[Collected data entries]
========
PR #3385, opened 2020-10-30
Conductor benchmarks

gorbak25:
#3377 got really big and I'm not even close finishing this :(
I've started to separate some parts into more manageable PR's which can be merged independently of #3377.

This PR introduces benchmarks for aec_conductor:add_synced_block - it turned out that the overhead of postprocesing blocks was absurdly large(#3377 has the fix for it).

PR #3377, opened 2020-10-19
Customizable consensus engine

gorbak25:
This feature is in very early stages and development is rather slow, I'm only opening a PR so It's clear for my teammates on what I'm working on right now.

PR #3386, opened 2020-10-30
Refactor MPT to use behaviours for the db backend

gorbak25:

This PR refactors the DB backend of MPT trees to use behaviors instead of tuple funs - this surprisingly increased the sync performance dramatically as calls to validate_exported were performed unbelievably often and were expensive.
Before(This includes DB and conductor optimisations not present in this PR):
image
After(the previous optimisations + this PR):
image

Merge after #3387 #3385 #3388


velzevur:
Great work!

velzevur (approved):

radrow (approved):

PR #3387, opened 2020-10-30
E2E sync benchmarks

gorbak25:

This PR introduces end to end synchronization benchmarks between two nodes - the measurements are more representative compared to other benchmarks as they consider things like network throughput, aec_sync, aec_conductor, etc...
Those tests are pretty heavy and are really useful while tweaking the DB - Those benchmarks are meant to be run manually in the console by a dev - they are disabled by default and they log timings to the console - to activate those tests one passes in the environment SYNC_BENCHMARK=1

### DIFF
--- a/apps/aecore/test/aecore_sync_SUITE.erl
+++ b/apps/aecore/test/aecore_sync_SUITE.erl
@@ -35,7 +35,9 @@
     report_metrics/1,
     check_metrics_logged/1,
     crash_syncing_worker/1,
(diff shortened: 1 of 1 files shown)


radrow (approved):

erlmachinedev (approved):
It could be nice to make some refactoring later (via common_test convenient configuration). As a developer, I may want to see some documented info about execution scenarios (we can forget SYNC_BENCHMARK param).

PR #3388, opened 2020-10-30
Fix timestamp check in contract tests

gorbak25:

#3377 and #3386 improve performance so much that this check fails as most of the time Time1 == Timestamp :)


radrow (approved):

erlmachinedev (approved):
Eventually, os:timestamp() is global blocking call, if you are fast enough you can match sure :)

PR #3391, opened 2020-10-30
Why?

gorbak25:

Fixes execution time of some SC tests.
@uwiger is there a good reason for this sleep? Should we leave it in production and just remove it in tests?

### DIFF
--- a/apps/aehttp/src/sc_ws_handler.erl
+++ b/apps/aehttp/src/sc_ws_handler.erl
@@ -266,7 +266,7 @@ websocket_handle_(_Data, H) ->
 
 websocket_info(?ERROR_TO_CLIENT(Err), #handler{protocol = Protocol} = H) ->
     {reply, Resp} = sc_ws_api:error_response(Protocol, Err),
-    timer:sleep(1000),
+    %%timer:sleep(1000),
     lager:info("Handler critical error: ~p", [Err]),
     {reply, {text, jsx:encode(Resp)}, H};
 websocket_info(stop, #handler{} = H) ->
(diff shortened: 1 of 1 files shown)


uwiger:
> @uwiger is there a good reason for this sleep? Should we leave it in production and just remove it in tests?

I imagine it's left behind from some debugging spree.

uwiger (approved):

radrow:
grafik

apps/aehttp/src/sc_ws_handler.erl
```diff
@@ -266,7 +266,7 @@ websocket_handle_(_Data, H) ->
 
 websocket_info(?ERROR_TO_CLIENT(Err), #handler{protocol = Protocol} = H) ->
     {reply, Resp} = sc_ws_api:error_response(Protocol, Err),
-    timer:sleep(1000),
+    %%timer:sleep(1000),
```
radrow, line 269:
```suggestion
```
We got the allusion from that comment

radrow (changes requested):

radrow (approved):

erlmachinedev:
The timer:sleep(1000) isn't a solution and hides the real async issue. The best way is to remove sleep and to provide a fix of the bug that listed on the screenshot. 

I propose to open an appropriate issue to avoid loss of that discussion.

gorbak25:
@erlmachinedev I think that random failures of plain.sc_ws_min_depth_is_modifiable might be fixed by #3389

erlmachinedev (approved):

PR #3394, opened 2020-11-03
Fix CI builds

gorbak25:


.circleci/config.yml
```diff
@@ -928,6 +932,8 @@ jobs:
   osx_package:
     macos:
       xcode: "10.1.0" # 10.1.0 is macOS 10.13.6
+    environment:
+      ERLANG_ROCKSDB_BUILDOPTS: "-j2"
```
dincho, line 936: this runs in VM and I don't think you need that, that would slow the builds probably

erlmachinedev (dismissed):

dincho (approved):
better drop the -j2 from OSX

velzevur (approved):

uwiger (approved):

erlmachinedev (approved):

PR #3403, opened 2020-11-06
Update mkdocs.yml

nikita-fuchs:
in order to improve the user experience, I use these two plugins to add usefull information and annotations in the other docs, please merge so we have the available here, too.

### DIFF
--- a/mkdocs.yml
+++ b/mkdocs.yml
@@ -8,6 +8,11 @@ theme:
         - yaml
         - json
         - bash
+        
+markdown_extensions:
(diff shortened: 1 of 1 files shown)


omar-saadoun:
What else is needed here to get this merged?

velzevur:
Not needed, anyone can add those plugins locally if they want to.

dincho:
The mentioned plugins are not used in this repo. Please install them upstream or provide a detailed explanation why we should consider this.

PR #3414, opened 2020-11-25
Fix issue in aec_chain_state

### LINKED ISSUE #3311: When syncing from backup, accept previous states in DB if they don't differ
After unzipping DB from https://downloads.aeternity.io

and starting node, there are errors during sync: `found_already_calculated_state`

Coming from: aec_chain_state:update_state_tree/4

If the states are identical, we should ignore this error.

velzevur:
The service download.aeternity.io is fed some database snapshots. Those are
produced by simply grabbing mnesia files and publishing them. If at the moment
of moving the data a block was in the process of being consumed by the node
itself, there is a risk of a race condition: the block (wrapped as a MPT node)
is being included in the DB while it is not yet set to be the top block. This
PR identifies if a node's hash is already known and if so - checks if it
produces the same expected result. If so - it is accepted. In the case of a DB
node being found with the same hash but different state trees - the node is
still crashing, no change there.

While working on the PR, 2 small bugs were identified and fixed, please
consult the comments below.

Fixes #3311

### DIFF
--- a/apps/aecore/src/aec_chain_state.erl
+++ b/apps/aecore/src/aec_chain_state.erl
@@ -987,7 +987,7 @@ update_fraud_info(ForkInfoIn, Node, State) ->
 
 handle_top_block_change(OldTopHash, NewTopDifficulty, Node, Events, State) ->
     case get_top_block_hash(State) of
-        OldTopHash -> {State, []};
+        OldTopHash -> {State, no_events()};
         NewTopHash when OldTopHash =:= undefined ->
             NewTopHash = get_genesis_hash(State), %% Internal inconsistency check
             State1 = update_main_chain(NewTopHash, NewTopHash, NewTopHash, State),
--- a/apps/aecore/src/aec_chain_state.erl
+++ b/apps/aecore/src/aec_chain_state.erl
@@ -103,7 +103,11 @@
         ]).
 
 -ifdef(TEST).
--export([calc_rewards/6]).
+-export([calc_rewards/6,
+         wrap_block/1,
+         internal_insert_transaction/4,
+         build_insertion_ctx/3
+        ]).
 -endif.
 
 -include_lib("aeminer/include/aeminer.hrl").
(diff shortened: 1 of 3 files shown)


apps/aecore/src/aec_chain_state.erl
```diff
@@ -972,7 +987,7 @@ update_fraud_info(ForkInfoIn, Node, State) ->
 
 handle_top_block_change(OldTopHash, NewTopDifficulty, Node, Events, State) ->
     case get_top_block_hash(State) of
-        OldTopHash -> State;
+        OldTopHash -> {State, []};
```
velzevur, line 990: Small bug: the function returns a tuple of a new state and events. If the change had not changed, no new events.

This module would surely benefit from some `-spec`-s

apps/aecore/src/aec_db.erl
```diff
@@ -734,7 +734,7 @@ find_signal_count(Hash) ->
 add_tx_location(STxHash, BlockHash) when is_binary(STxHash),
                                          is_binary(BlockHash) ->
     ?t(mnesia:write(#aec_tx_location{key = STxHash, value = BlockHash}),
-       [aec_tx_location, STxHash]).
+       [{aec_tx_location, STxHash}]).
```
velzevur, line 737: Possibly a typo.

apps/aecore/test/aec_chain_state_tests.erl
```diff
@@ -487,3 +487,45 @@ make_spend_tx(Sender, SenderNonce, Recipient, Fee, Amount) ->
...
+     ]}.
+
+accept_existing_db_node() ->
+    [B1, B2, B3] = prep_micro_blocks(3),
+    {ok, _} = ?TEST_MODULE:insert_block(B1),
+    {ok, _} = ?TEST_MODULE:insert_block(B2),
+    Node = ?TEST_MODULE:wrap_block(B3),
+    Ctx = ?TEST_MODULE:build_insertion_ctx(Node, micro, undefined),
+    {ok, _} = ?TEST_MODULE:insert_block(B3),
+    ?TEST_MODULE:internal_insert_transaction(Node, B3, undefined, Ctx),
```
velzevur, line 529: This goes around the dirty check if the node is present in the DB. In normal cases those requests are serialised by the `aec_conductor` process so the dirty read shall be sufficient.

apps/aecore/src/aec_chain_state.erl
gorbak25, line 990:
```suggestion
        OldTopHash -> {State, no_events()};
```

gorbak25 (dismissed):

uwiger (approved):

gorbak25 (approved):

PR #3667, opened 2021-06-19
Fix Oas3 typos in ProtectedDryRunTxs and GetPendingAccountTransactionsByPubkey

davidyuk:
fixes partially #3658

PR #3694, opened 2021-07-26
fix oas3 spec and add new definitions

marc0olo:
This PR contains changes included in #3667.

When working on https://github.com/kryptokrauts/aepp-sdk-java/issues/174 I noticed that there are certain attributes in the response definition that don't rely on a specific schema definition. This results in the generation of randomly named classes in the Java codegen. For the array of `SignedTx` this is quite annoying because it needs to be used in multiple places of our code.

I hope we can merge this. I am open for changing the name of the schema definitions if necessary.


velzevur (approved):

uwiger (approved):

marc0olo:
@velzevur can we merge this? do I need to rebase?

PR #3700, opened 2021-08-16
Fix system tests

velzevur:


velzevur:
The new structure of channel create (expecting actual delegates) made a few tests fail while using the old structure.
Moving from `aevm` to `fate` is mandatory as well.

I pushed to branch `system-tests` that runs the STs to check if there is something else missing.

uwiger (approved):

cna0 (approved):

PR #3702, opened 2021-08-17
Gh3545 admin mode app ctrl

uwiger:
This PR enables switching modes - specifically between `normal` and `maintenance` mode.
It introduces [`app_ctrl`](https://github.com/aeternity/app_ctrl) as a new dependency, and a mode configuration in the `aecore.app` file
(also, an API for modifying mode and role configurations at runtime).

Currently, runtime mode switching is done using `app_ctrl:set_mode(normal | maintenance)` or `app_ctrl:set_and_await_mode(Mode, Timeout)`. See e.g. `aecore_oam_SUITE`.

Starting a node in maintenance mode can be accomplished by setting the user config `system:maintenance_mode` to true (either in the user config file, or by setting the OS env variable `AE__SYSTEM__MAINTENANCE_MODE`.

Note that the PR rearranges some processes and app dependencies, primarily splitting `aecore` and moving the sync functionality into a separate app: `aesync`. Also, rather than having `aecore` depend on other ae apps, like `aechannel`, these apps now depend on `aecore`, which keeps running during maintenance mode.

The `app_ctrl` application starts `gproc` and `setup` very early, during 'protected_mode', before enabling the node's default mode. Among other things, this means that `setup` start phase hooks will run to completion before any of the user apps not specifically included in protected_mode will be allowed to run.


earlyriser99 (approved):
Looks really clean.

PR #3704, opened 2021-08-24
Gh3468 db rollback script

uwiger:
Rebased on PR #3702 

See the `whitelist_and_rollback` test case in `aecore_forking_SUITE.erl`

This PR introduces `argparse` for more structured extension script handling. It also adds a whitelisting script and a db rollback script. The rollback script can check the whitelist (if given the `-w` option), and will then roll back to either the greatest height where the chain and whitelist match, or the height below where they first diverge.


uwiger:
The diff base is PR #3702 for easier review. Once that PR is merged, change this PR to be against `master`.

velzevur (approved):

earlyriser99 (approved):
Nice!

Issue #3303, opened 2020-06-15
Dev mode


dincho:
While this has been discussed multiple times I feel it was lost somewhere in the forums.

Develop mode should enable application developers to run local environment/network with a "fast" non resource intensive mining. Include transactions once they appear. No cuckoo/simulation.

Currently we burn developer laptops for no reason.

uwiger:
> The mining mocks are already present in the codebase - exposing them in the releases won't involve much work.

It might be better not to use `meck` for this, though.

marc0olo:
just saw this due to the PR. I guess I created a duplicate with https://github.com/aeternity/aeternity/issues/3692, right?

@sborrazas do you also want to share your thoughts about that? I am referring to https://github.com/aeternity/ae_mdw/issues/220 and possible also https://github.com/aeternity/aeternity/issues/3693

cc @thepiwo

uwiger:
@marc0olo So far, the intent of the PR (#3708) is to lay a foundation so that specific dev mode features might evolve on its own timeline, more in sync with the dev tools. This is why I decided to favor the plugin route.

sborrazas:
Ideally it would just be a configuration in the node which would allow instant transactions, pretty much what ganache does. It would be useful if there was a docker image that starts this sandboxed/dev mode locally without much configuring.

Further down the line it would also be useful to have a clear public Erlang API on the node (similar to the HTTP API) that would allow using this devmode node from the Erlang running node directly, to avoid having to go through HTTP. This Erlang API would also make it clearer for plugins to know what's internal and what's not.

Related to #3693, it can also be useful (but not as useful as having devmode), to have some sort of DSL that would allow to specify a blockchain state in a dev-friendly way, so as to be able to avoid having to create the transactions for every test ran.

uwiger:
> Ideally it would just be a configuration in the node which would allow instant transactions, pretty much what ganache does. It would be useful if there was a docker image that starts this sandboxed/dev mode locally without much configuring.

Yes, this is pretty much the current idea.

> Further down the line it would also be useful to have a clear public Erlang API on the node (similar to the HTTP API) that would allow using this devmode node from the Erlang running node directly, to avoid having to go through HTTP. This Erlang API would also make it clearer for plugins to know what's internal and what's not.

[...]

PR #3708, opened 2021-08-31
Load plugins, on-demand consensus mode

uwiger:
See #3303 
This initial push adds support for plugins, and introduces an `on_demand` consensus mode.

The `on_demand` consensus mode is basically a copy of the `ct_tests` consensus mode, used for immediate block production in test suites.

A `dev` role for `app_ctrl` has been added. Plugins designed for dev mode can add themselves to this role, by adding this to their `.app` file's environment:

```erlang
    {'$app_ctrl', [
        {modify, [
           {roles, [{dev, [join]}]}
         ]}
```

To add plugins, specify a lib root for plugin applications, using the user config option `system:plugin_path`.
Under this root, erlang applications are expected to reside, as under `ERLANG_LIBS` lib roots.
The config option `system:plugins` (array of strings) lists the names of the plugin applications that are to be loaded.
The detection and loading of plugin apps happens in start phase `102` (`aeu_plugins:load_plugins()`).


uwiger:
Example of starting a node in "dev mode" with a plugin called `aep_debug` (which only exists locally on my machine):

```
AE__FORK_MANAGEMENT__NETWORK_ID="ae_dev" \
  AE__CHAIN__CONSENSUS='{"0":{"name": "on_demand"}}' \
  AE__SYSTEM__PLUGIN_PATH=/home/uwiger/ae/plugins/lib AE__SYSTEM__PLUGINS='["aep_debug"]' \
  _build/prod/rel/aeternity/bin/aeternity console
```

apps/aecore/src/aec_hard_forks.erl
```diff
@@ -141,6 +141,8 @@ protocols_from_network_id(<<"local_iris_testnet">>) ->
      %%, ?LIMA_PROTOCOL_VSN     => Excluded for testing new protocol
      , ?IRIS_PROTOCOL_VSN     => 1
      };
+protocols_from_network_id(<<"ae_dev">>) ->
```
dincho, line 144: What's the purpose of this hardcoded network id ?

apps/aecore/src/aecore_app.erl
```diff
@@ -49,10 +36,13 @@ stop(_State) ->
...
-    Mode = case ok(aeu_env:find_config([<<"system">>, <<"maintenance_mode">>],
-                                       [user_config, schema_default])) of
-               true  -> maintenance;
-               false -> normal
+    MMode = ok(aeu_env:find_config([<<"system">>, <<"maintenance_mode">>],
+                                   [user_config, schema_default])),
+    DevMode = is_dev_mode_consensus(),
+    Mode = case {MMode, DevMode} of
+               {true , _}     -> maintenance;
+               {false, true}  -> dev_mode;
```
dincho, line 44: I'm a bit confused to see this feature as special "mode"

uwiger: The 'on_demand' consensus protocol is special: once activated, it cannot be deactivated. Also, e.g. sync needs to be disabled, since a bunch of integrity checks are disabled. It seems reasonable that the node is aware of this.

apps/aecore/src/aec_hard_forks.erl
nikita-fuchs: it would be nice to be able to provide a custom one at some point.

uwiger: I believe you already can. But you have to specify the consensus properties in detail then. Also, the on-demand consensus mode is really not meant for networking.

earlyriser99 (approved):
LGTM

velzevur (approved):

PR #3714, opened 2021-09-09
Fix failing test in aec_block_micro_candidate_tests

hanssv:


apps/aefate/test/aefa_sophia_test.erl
========
» Task description
From the records above, return each line where "much" occurs.

» Exercise response
#3377 and #3386 improve performance so much that this check fails as most of the time Time1 == Timestamp :)
> The mining mocks are already present in the codebase - exposing them in the releases won't involve much work.
Ideally it would just be a configuration in the node which would allow instant transactions, pretty much what ganache does. It would be useful if there was a docker image that starts this sandboxed/dev mode locally without much configuring.
> Ideally it would just be a configuration in the node which would allow instant transactions, pretty much what ganache does. It would be useful if there was a docker image that starts this sandboxed/dev mode locally without much configuring.
Yes, this is pretty much the current idea.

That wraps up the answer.